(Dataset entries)
:::::

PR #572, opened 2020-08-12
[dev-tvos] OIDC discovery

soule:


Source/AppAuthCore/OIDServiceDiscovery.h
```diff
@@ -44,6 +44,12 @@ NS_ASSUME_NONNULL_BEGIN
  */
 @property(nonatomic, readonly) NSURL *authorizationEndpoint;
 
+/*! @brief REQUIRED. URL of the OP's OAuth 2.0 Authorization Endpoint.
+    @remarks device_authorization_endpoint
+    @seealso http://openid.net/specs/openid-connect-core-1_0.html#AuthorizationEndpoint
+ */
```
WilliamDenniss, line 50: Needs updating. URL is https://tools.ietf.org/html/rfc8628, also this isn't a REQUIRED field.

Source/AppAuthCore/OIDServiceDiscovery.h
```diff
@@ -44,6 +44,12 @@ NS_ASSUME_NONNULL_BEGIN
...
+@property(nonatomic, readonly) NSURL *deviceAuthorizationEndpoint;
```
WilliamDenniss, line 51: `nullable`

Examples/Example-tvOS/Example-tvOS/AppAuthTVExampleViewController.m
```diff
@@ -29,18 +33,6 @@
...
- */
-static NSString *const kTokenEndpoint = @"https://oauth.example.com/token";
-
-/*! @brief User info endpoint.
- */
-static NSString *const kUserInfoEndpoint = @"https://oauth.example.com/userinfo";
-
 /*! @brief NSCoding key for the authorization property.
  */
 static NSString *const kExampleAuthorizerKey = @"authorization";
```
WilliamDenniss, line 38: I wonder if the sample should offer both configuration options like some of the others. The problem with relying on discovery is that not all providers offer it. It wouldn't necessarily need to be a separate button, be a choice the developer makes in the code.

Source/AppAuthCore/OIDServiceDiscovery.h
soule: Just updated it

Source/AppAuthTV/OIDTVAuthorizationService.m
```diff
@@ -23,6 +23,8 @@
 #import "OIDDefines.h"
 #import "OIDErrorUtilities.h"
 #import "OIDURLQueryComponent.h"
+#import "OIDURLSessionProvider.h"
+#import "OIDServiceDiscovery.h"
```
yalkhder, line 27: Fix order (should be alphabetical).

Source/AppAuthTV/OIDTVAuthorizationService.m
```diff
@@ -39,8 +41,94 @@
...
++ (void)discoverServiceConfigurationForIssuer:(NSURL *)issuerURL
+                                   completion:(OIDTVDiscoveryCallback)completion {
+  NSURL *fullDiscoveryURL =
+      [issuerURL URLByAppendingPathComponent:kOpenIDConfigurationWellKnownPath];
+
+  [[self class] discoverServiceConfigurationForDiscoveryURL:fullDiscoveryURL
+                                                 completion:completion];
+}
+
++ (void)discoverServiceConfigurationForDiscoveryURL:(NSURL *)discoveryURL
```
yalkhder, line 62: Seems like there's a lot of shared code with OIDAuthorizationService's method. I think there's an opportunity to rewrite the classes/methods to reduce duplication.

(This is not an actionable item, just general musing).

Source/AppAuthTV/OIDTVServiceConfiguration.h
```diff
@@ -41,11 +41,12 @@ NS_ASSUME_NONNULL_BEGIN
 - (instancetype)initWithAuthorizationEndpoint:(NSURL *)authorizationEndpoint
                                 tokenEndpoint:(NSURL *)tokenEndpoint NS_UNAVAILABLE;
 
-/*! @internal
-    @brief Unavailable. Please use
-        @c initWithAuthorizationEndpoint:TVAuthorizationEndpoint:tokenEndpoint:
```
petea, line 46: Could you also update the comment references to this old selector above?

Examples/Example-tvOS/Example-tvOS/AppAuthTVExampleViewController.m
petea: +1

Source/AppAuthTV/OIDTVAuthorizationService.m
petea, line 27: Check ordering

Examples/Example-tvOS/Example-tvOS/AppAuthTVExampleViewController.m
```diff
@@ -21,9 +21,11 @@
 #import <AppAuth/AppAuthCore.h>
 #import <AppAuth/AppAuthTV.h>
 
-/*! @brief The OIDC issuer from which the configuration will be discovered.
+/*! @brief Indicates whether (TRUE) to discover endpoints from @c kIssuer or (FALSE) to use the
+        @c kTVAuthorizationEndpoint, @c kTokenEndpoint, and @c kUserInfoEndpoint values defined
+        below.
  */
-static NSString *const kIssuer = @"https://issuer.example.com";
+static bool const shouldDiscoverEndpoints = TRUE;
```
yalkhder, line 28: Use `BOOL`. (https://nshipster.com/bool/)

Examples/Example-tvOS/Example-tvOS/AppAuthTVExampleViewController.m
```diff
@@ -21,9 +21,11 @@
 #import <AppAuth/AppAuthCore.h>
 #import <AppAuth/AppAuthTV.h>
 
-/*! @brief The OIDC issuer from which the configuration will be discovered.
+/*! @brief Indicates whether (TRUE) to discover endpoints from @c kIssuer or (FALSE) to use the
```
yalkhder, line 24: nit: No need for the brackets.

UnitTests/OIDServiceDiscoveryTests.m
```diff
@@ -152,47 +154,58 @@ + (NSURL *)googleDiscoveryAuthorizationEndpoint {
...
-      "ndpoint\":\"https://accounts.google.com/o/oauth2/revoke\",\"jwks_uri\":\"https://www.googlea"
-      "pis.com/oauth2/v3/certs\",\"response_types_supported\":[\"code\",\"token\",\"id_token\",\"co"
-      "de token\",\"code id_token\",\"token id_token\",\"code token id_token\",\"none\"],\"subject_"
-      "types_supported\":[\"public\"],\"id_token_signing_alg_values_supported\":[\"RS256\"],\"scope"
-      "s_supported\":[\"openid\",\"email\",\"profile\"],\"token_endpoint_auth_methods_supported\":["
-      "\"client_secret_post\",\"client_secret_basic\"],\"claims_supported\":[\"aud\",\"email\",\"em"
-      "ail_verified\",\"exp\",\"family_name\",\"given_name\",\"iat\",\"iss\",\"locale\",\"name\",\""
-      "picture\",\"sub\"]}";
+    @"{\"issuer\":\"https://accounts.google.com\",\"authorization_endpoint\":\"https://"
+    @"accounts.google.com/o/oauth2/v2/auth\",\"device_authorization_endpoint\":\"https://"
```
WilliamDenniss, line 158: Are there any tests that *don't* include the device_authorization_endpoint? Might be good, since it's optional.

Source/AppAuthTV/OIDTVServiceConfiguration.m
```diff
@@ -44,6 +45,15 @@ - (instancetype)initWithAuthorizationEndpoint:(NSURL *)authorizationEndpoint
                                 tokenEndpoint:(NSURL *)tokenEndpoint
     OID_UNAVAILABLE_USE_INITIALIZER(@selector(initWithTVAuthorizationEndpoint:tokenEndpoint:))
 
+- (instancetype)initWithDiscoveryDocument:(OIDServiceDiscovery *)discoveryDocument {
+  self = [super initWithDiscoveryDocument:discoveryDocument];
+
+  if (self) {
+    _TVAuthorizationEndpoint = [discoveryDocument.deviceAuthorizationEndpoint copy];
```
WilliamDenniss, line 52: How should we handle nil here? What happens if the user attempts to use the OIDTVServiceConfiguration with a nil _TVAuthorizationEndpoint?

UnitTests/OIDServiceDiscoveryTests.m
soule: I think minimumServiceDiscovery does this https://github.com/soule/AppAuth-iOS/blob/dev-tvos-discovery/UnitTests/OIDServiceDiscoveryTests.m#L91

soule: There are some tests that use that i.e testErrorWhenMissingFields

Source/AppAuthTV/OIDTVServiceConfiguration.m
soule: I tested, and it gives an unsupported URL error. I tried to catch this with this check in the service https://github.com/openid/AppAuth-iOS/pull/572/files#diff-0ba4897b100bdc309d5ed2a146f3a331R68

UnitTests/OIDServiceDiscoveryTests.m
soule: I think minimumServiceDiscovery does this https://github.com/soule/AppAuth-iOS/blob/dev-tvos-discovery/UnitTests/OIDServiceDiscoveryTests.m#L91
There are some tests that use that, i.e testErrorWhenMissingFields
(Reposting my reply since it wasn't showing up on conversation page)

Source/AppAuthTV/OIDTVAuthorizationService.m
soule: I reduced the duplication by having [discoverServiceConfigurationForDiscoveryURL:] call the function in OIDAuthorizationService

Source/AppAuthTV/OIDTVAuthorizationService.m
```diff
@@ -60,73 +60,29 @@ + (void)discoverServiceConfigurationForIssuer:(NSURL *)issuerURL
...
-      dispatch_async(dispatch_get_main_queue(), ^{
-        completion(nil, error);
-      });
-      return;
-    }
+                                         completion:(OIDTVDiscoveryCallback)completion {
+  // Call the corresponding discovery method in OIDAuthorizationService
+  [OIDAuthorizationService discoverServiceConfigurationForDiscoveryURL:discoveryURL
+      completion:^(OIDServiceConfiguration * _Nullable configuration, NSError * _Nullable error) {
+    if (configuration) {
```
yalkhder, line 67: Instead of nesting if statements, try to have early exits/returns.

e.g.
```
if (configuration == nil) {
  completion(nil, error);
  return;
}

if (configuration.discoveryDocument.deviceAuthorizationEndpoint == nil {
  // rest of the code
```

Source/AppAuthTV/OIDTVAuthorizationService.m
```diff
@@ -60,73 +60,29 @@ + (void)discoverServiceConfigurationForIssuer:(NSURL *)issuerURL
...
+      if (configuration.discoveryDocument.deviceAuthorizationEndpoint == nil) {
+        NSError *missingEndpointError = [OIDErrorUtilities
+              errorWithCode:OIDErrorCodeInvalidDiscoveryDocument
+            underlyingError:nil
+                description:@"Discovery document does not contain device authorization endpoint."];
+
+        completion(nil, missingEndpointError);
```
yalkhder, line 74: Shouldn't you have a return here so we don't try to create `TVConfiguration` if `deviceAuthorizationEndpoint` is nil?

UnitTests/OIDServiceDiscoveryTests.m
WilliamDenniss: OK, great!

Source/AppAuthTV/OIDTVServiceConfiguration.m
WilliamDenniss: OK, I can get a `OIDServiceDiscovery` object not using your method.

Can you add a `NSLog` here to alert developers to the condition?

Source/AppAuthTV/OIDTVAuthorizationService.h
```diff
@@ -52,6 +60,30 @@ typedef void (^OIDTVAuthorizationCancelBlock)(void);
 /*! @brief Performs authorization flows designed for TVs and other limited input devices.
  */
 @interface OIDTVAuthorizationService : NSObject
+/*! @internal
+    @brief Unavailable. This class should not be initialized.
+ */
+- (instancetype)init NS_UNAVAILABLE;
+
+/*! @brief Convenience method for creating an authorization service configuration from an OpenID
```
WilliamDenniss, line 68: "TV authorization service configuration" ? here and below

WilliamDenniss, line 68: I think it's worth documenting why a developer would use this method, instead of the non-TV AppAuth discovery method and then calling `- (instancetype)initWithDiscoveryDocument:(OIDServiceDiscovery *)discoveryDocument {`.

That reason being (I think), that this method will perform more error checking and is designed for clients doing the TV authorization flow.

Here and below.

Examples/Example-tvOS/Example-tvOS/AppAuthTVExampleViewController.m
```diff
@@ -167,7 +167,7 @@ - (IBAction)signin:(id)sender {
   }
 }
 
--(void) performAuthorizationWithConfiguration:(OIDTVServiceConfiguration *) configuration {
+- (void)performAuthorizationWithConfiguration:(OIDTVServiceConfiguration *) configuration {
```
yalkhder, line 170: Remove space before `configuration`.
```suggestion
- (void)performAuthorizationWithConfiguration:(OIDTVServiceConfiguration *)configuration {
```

:::::

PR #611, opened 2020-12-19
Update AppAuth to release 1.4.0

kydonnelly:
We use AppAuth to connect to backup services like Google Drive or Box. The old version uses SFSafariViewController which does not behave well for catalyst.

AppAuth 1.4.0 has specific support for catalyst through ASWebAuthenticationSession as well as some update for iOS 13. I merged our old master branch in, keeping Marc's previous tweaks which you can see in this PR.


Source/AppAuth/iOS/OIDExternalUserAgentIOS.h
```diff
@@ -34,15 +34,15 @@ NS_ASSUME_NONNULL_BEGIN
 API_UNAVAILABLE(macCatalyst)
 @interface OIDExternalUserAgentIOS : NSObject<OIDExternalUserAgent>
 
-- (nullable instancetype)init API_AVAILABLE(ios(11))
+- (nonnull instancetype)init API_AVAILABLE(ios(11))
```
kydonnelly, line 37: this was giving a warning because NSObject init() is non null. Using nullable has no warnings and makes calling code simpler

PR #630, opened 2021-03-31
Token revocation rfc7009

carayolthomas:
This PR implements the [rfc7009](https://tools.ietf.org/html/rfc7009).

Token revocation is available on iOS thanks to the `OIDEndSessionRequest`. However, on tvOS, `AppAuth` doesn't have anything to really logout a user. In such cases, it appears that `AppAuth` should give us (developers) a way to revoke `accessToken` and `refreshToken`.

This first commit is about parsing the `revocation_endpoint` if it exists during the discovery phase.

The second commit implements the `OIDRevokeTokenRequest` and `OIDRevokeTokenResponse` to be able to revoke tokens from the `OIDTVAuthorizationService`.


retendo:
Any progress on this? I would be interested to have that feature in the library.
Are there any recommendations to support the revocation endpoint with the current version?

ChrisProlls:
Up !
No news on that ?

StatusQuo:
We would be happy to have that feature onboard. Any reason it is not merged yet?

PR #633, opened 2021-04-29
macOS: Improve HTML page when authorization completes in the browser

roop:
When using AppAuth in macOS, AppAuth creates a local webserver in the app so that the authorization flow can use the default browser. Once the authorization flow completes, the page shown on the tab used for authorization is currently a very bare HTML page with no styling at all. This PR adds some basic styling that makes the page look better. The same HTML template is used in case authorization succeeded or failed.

:::::

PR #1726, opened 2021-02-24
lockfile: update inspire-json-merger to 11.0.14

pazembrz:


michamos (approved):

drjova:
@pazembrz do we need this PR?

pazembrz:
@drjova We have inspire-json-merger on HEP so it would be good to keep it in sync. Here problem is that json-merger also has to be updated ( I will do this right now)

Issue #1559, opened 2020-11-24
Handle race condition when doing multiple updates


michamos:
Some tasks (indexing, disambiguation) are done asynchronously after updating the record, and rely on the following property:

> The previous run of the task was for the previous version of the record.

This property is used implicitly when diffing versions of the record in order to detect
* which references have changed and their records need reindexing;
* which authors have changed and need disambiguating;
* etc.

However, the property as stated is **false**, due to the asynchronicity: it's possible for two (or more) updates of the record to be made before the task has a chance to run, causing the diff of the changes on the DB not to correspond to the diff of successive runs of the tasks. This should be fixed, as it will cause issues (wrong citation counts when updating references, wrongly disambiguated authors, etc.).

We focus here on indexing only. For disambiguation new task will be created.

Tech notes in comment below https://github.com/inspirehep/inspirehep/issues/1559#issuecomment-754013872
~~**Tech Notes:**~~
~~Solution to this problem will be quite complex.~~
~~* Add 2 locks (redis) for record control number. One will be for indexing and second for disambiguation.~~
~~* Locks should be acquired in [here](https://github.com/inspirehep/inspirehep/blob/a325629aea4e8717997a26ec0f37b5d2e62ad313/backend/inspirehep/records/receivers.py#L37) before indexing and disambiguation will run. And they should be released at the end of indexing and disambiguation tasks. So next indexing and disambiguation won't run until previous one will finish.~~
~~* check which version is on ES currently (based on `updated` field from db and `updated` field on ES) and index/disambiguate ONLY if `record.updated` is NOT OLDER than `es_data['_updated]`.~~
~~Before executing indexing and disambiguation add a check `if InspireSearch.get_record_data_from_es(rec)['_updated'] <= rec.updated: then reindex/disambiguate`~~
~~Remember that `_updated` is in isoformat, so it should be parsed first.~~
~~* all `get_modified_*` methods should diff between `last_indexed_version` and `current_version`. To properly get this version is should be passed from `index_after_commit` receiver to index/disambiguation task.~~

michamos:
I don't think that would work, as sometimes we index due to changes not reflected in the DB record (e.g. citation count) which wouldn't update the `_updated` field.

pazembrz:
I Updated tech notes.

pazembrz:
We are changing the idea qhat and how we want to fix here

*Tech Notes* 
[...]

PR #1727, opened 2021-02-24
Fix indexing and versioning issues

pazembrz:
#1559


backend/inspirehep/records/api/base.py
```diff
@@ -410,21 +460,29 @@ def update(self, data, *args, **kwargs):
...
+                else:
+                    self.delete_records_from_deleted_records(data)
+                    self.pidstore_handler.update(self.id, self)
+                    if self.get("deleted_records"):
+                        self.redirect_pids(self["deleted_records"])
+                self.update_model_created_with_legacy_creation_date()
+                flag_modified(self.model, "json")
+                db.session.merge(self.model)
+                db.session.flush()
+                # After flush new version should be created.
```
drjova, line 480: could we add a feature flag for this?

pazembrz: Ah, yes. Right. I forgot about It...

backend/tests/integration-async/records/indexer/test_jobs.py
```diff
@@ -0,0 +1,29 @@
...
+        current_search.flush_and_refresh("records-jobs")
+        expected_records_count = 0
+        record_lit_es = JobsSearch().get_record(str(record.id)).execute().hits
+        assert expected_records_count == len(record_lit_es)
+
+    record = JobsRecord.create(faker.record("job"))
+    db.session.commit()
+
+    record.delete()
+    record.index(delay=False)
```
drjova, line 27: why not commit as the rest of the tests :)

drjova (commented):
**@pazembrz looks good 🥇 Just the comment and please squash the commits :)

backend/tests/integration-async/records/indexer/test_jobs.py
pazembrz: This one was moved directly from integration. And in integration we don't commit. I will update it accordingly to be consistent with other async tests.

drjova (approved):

:::::

- _EXERCISE DESCRIPTION_
Among the records, find all lines that include the string "issuerURL" and return them.

- _SOLVED PROBLEM_
++ (void)discoverServiceConfigurationForIssuer:(NSURL *)issuerURL
+      [issuerURL URLByAppendingPathComponent:kOpenIDConfigurationWellKnownPath];
@@ -60,73 +60,29 @@ + (void)discoverServiceConfigurationForIssuer:(NSURL *)issuerURL
@@ -60,73 +60,29 @@ + (void)discoverServiceConfigurationForIssuer:(NSURL *)issuerURL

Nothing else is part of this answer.